What This Workflow Does
This intelligent automation system transforms traditional fish farming by connecting weather forecasts directly to feeding decisions. It solves the common problem of overfeeding during rainy periods, which wastes expensive feed and degrades water quality. By fetching official BMKG weather data for Indonesia, the workflow analyzes 6-hour and 12-hour rain probabilities, then automatically adjusts feeding schedules and quantities.
The system reduces feed by 20% when rain probability exceeds 60%, matching natural fish behavior during adverse weather. It sends commands to ESP8266-based fish feeder hardware via HTTP webhooks and provides comprehensive Telegram notifications with weather analysis, feeding decisions, and hardware status. This creates a complete feedback loop where environmental data drives operational decisions without manual intervention.
How It Works
1. Weather Data Collection
The workflow triggers twice daily (05:30 and 16:30 WIB) using n8n's schedule node. It fetches official BMKG weather forecasts for your specific ADM4 region via HTTP request, extracting precise rain probability percentages for the coming 6 and 12-hour periods.
2. Intelligent Decision Making
A JavaScript code node processes the weather data, applying configurable thresholds. If rain probability exceeds your set limit (default: 60%), it calculates appropriate feed reduction (default: -20%) and generates specific command payloads for the hardware.
3. Hardware Control
The system sends structured JSON commands via HTTP POST to your ESP8266/ESP32 device's IP address. These commands trigger servo motors or other feeding mechanisms, executing the precise feeding amount determined by the weather analysis.
4. Notification & Logging
Comprehensive Telegram messages detail the weather analysis, feeding decision rationale, hardware response status, and next scheduled feeding. All activities are logged with timestamps for operational monitoring and pattern analysis.
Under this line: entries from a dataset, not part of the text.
PR #306, opened 2021-03-19
Clear results functionality

### LINKED ISSUE #305: Clear results functionality
Allow the user to clear results, or results + configs, as two separate clear options

krhablutzel:
Added a clear option which removes just results, not configurations, in addition to the clear option which removes both results and configurations. Adapted the clear dropdown so that these two analysis clearing options appear in analysis mode, and other clearing options appear in modeling mode. Resolves #305

### DIFF
--- a/leaf-ui/index.html
+++ b/leaf-ui/index.html
@@ -42,10 +42,11 @@
                 <!-- <div class="btn">Font Size</div> -->
                 <div class="dropdown-toolbar">
                   <a id="btn-clear-all" class='model-clears'>Full Model and Analysis</a>
-                  <a id="btn-clear-analysis">Analysis</a>
                   <a id="btn-clear-elabel" class='model-clears'>Evaluation Labels</a>
                   <a id="btn-clear-flabel" class='model-clears'>Dynamic Function Labels</a>
                   <a id="btn-clear-cycle" class='model-clears'>Cycle Highlighting</a>
+                  <a id="btn-clear-analysis" class='analysis-clears' style="display: none;">Configurations and Results</a>
+                  <a id="btn-clear-results" class='analysis-clears' style="display: none;">Results</a>
                 </div>
             </div>
             <button id="btn-zoom-in" class="btn" onclick = "zoomIn(paperScroller)">Zoom In</button>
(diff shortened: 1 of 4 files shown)


leaf-ui/js/displayAnalysis.js
```diff
@@ -330,6 +330,19 @@ function updateResults(){
...
 
+/**
+ * Clear all results from all configs
+ */
+ function clearResults(){
+    for(let config of analysisMap.values()) {
+        // remove analysis results from each config
+        config.deleteResults();
+        // remove all results from config div
+        var dropdownElement = document.getElementById(config.id).querySelector('.dropdown-container');
```
leshghi: 100% optional: You could use "$('.result-elements').remove();" here outside of the for-loop if you wanted to be (very slightly) more concise, but if you'd rather not use JQuery here understood

leaf-ui/index.html
```diff
@@ -42,10 +42,11 @@
                 <!-- <div class="btn">Font Size</div> -->
                 <div class="dropdown-toolbar">
                   <a id="btn-clear-all" class='model-clears'>Full Model and Analysis</a>
-                  <a id="btn-clear-analysis">Analysis</a>
                   <a id="btn-clear-elabel" class='model-clears'>Evaluation Labels</a>
                   <a id="btn-clear-flabel" class='model-clears'>Dynamic Function Labels</a>
                   <a id="btn-clear-cycle" class='model-clears'>Cycle Highlighting</a>
+                  <a id="btn-clear-analysis" class='analysis-clears' style="display: none;">Configurations and Results</a>
+                  <a id="btn-clear-results" class='analysis-clears' style="display: none;">Results</a>
```
leshghi: Super minor, but in keeping with the style of the save dropdown would we want to put results before configurations and results? Or maybe just say "Results only"? Idk I may just be weird here but something abt how this reads compared to our other dropdowns just feels slightly off to me. I don't really know a better way though so maybe ignore this and if other people end up feeling similarly or a new phrasing/order comes to us we can potentially make a change then.

leshghi (approved):
Amazing job 10/10 I left one super tiny optional suggestion and one musing comment!

leaf-ui/js/displayAnalysis.js
krhablutzel: Love this idea, I'll make that change!

leaf-ui/index.html
krhablutzel: This is a great point. I've changed it to "Results Only" on top and "Configurations and Results" on the bottom, but I think we eventually need a broader conversation about the style of our dropdowns. In save, each option is "Save ____" while Clear doesn't preface everything with "Clear," and there's also the question of calling them "Analysis Configurations" versus just "Configurations"

PR #308, opened 2021-03-19
Slider starts at 0 when switching results

### LINKED ISSUE #307: Slider should start at 0 when switching to existing results
In the history log, the slider started at 0 when switching to old results. The slider only started at the max time when results were first created. With the new model management features, the slider should start at 0 whenever the user switches to an already existing result.

krhablutzel:
Closes #307 such that the slider starts at 0 when switching to existing results and starts at max time when displaying new results from the backend.


esterzhao (approved):
Great fix Kathleen! Super clean.

PR #309, opened 2021-03-19
Add alert during rename when name is taken

leshghi:
Adds popup when name is already taken instead of just console logging so that the user knows why the name is not updating.


krhablutzel (approved):
10/10 looks great!

PR #310, opened 2021-03-22
Iss294 Model Editing Features

### LINKED ISSUE #294: Handle model editing after creation of analysis configurations
* Decide on implementation - warning? update configs?
* If one node is deleted, do all configs disappear?

krhablutzel:
Clears results when the model is changed, and warns users that changing the model will clear results. Updates configurations with the changed model. Detecting when the model is changed is still imperfect due to duplication of nodeIDs in the Actor's intentionID list, which is an outstanding bug.

Closes #294

### DIFF
--- a/leaf-ui/js/loadSaveFunctions.js
+++ b/leaf-ui/js/loadSaveFunctions.js
@@ -264,6 +264,7 @@ function loadFromObject(obj) {
 	model.maxAbsTime = obj.model.maxAbsTime;
 
 	// store deep copy of model for detecting model changes
+	// copy is NOT of type Model
     previousModel = JSON.parse(JSON.stringify(model));
 
 	// Clear any previous analysis data 
--- a/leaf-ui/js/loadSaveFunctions.js
+++ b/leaf-ui/js/loadSaveFunctions.js
@@ -263,6 +263,9 @@ function loadFromObject(obj) {
 	model.constraints = getConstArr(obj.model.constraints);
 	model.maxAbsTime = obj.model.maxAbsTime;
 
+	// store deep copy of model for detecting model changes
+    previousModel = JSON.parse(JSON.stringify(model));
+
 	// Clear any previous analysis data 
 	if (analysisMap.size != 0) {
 		// Clear the analysisMap to remove any previous analysis
--- a/leaf-ui/js/objects.js
+++ b/leaf-ui/js/objects.js
@@ -176,6 +176,7 @@ class ChartObj {
 	}
 }
 
+// TODO: Clean up this config. We potentially only need the id, analysisRequest, and analysisResults params
 class AnalysisConfiguration {
 	/**
 	 * This class is used to hold analysis configuration specifications and results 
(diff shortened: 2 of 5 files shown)


leaf-ui/js/objects.js
```diff
@@ -176,6 +176,7 @@ class ChartObj {
 	}
 }
 
+// TODO: Clean up this config. We potentially only need the id, analysisRequest, and analysisResults params
```
esterzhao, line 179: You're probably right! All the stuff is duplicated from the analysisRequest, only thing we'd have to account for is the slight confusing involving analysisRequests and loading in files, etc

esterzhao:
I'm currently doing a review, but I wanted to leave a comment on this -- I've found that I can actually move goals and tasks around while in Analysis mode, which can affect the model when you move them outside of actors. I'm not sure how the analysis is registering these changes, but if you move them out of actors I would classify that as a significant change, and it might be better if we restricted any change to the model in Analysis mode. maybe not for this branch, but to keep in mind and related

leaf-ui/js/loadSaveFunctions.js
```diff
@@ -263,6 +263,10 @@ function loadFromObject(obj) {
 	model.constraints = getConstArr(obj.model.constraints);
 	model.maxAbsTime = obj.model.maxAbsTime;
 
+	// store deep copy of model for detecting model changes
```
esterzhao, line 266: Not sure where to put this comment, but I found a bug, I'm not sure what is causing it. If I use the bikebefore.json test file from our repos this functionality doesn't work. I'm not sure if thats because there are no actors or something strange like that, but worth taking a look into

leaf-ui/js/objects.js
```diff
@@ -255,6 +256,14 @@ class AnalysisConfiguration {
 		this.id = id;
 	}
 
+	/**
+	 * Updates user assignments list param for config and for config's analysisRequest
+	 */
+	updateUal(userAssignmentsList){
```
esterzhao: nit, can we rename to `updateUAL`? Just bc its an acronym

leaf-ui/js/onFunctions.js
```diff
@@ -522,6 +542,26 @@ function switchToModellingMode() {
 	graph.allElements = null;
     mode = "Modelling";
     EVO.switchToModelingMode();
+
+    // Popup to warn user that changing model will clear results
```
esterzhao, line 546: This popup is great work! Thanks guys :)

esterzhao (approved):
I left a few comments with nitpicks as well as a call out of a potential bug, but ultimately this is an approve! I did some very annoying testing as a really dumb user, and everything other than that one bug seems to be working. See my comment about making changes from Analysis mode, and maybe we can discuss in lab on Monday

leaf-ui/js/loadSaveFunctions.js
krhablutzel: Would love to chat more about this bug, because I haven't been able to recreate it!

PR #322, opened 2021-03-30
Scroll bar

### LINKED ISSUE #315: Configs are being covered by the watermark and cannot be accessed
Screen Shot 2021-03-26 at 11 30 58 AM
* Need to either add a scroll bar or make the watermark its own div that cannot overlay the config sidebar div

leshghi:
Here I reduced the size of the configuration div and added a scroll bar to make it easier to access configs that were previously covered by the watermark. I also moved the actor element up in modelling view to minimize the risk of the watermark overlapping as well. However, these are both temporary fixes. A larger CSS fix needs to be done to separate the watermark from the left panel div and figure out how to best do that. This may be slightly more difficult in modelling mode, as well just in terms of consistency between two modes and the way the joint.js theme and css works for the node element panel. Pushing that off to our aesthetic UI/CSS overhaul with @krhablutzel (thanks Kathleen!), but this patch fix should at least lower the chances of inaccessible configs in the meantime. This was a super fast and dirty fix so any improvements/suggestions/other paths for this are more than welcome!

### DIFF
--- a/leaf-ui/index.html
+++ b/leaf-ui/index.html
@@ -172,7 +172,7 @@
             <div class="addConfig" style="display:inline">
                 <i class="fa fa-plus" id="addIntent" style="font-size:30px; float:right;  margin-bottom:5px; margin-right:20px;"></i>
             </div></h3>
-            <div id="configurations" class="left-panel" style="margin-top:20px; overflow-y:auto; height:69%"></div>
+            <div id="configurations" class="left-panel" style="margin-top:20px; overflow-y:auto; height:69%; box-shadow: none;"></div>
         </div>
 
         <div id="paper">
--- a/leaf-ui/index.html
+++ b/leaf-ui/index.html
@@ -166,14 +166,13 @@
 		      <button id="symbolic-btn" class="blue-btn btn">Model Constraints</button>-->
             <button id="analysis-btn" class="green-btn btn" style="border-radius:none;">Analysis</button>
         </div>
-        
-
+         
         <div id="stencil" class="left-panel"><label>Stencil</label></div>
         <div id="analysis-sidebar" class="left-panel"><h3 style="text-align:left; color:#181b1fe3; margin-bottom:5px; margin-left: 10px;">Analysis
             <div class="addConfig" style="display:inline">
                 <i class="fa fa-plus" id="addIntent" style="font-size:30px; float:right;  margin-bottom:5px; margin-right:20px;"></i>
             </div></h3>
-            <div id="configurations" class="left-panel" style="margin-top:20px"></div>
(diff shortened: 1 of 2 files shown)


leaf-ui/index.html
```diff
@@ -166,14 +166,13 @@ <h3 style="text-align:left; color:#1E85F7; margin-bottom:5px;">Relative Intentio
...
-        
-
+         
         <div id="stencil" class="left-panel"><label>Stencil</label></div>
         <div id="analysis-sidebar" class="left-panel"><h3 style="text-align:left; color:#181b1fe3; margin-bottom:5px; margin-left: 10px;">Analysis
             <div class="addConfig" style="display:inline">
                 <i class="fa fa-plus" id="addIntent" style="font-size:30px; float:right;  margin-bottom:5px; margin-right:20px;"></i>
             </div></h3>
-            <div id="configurations" class="left-panel" style="margin-top:20px"></div>
+            <div id="configurations" class="left-panel" style="margin-top:20px; overflow-y:auto; height:69%"></div>
```
krhablutzel: Can we add `box-shadow: none;` to the style? The shadow is a bit odd in the middle of the left panel.

krhablutzel: I do see how it could be useful to have some line to indicate the bottom of the scroll box when we add enough results for the results to go off the bottom of the scroll bar, but maybe there's a way to auto-scroll to where the latest result was added? Outside the scope of this pull request, of course.

krhablutzel (approved):
This is a great temporary fix! I left one suggestion for removing the box shadow in the middle of the left sidebar, and some musings on future CSS fixes, but otherwise this looks like a great patch for now.

Notes for the future, that just happened to notice but don't need to be fixed now:
- I can still scroll down because the analysis inspector panel is too long.
- The watermark will still overlap the scroll box/the actors when the webpage gets shorter.
- We need to update the watermark with Smith info
- Could we auto-scroll to where new results are added? Or else add a less shadow-y line at the bottom of the scroll box so the user can see it's scrolling.

leaf-ui/index.html
leshghi: Yes I can absolutely do that! I personally like the shadow as a separation of divs, but it definitely looks a bit wonky especially when the modelling mode left side panel doesn't have the same thing, so I'll change it for this request! I'm just waiting for Esters comments to make final changes and push a commit. 

I think in a future world we have to figure out how to handle the watermark consistently across modes - you hit on a bunch of much larger issues that I also noticed but couldn't quite figure out how to fix at least without some bigger changes. This is where you come in Kathleen! Tbh if you as a css whiz have anything you want to add to this pull request you can def do it directly on the branch, but obviously no pressure at all!

PR #323, opened 2021-03-30
Reset graph UI when clearing results/configs

### LINKED ISSUE #321: Clearing results/configs does not clear currently selected result in UI/on graph

leshghi:
Fixes #321. I did this by moving the removeSlider() function into the revertNodeValuesToInitial() function, and calling it inside the functiosn triggered by clear results and/or configs. I looked at use cases for revertNodeValuesToInitial() and noticed that it was always called in tandem with removeSlider() so thought it would be more efficient to move it directly inside that function.


krhablutzel (approved):
10/10 this all looks fantastic! Thanks for cleaning this up!

PR #324, opened 2021-03-30
Correctly update mode tag in modeling view

### LINKED ISSUE #320: When switching back to Modeling View, "Analysis" tag remains unchanged
This error exists on develop branch as well, so a fix could be a branch off of develop. 

Should change back to "Model View" text when switching back

Screen Shot 2021-03-30 at 2 02 38 PM

leshghi:
Also updated the analysis view tag to reflect the original styling of the model view tag -> aka "Analysis View" to match "Modeling View" instead of just "Analysis." Fixes #320.

### DIFF
--- a/leaf-ui/js/onFunctions.js
+++ b/leaf-ui/js/onFunctions.js
@@ -410,7 +410,7 @@ function switchToAnalysisMode() {
 
     $('#model-toolbar').css("display", "none");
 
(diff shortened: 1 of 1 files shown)


esterzhao (approved):
Thanks @leshghi ! What a simple fix, can't believe its just happening now haha

PR #627, opened 2022-02-03
Fixed #613

### LINKED ISSUE #613: If you have an intention selected, you can't clear the evaluation label after you clear dynamic label
This is because while clear dynamic label clear the function text in the intention, it does not clear the function-type in the element inspector. It should be fixed by rerendering/updating html for element inspector

sonorah:


amgrubb:
@sonorah Please add a description to your pull request.

i-m-foster (changes requested):
Looks good, except if you click on "Clear Dynamic Function Labels" multiple times you get an error

image

PR #633, opened 2022-02-10
Fixed #616

### LINKED ISSUE #616: On windows computers the BloomingLeaf interface has two scrollers
This issue appears in analysis mode and next state.
image

sonorah:
The buttons were too large and adding extra space to the window. We made it so that the user can scroll down the left panel instead

### DIFF
--- a/leaf-ui/css/analysis_html.css
+++ b/leaf-ui/css/analysis_html.css
@@ -109,7 +109,7 @@ body {
   top: 40px;
   bottom: 0;
   width: 200px;
-
+  overflow-y: scroll;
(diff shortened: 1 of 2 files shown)


Vbeany:
I still have two scrollers when my window is small. 
image

Vbeany (changes requested):
There's only one scroller when the window is big but there are still two scrollers when the window is small.

Vbeany:
I no longer have two scrollers, looks good!

Vbeany (approved):
Only one scroller now. Looks good!

PR #642, opened 2022-03-10
Created New Function clearFunctionSegments to fix #622

### LINKED ISSUE #622: Element Inspector Doesn't Automatically update When Clear Dynamic Function Label is clicked
image

After the function label is cleared, the function is cleared as well, but the element inspector is not automatically updated to reflect that

image

sonorah:
Also @YesugenB and @i-m-foster  can you guys determine if we still need the removeFunctions if we didn't use it at all?
Fixed 613 (the error with clearing evaluation labels).

### DIFF
--- a/leaf-ui/rappid-extensions/ElementInspector.js
+++ b/leaf-ui/rappid-extensions/ElementInspector.js
@@ -68,6 +68,7 @@ var ElementInspector = Backbone.View.extend({
         this.listenTo(this, 'change:intention', this.initSatValueChanged);
         // Saves this.model.get('intention) as a local variable to access it more easily
         this.intention = this.model.get('intention');
+        this.listenTo(this.intention, 'change:evolvingFunction', this.clearFunctionSegments)
     },
 
     template: ['<script type="text/template" id="item-template">',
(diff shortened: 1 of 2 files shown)


leaf-ui/rappid-extensions/ElementInspector.js
```diff
@@ -68,6 +68,7 @@ var ElementInspector = Backbone.View.extend({
         this.listenTo(this, 'change:intention', this.initSatValueChanged);
         // Saves this.model.get('intention) as a local variable to access it more easily
         this.intention = this.model.get('intention');
+        this.listenTo(this.intention, 'change:evolvingFunction', this.clearFunctionSegments)
```
YesugenB: Add `;` at the end

YesugenB:
Looks good to me! I think you can delete `removeFunction`. I had one question - I noticed that the chart doesn't fully reset to `no value` when you add a user defined function, clear dynamic function type, and then clear evaluation labels. Instead the chart seems to go to `stochastic`. 
Screen Shot 2022-03-11 at 5 26 39 PM

Vbeany:
You don't have to do this right away but I made an issue #643 where you're able to select a function type even when the sat value is no value.

Domily11:
> Looks good to me! I think you can delete `removeFunction`. I had one question - I noticed that the chart doesn't fully reset to `no value` when you add a user defined function, clear dynamic function type, and then clear evaluation labels. Instead the chart seems to go to `stochastic`. Screen Shot 2022-03-11 at 5 26 39 PM

I think that's a separate issue that either has something to do with the chart or userdefined functions, because I actually didn't change much except the assigning things as NT when the buttons are clicked. The rest were just moving what was originally there.

YesugenB (approved):
Looks good then! Thanks for answering my question

Issue #638, opened 2022-02-21
Update Save-Load function to be able to read previous model versions


Domily11:
Save-Load needs to be updated so that models saved before the backbone change can be loaded again

sonorah:
This has been addressed by PR #646

PR #646, opened 2022-04-07
Updated load-save to incorporate older models of BloomingLeaf

sonorah:
Previously, load-save only loaded models that had been saved on the newer version of BloomingLeaf, but now it can also load pre-backbone models. Addresses #638.


Vbeany (approved):
Seems like it works and everything looks good. There's a few console logs on lines 154, 25, 34 to remove though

Pro tip: Start with a conservative 15% feed reduction during initial testing. Monitor fish behavior and water parameters for 1-2 weeks before adjusting thresholds. Different fish species have varying sensitivity to weather changes.
Who This Is For
This automation is ideal for commercial aquaculture operations in Indonesia seeking to optimize feed costs and labor. Hobbyist fish farmers with medium to large ponds will benefit from reduced daily maintenance. Agricultural technology companies can use this as a foundation for more complex farm management systems. Educational institutions teaching IoT and smart agriculture concepts will find this a practical, real-world application. Environmental researchers studying the impact of weather on aquaculture can adapt the data collection and analysis components.
What You'll Need
- n8n instance (self-hosted or cloud) with internet access
- Telegram bot created via @BotFather for notifications
- ESP8266 or ESP32 microcontroller with servo motor for automated feeding mechanism
- Basic Arduino programming knowledge to set up the hardware webhook endpoint
- Indonesian location with known BMKG ADM4 regional code
- Stable internet connection at both n8n and hardware locations
Quick Setup Guide
- Import the template: Download the JSON file and import into your n8n instance via the workflow import function.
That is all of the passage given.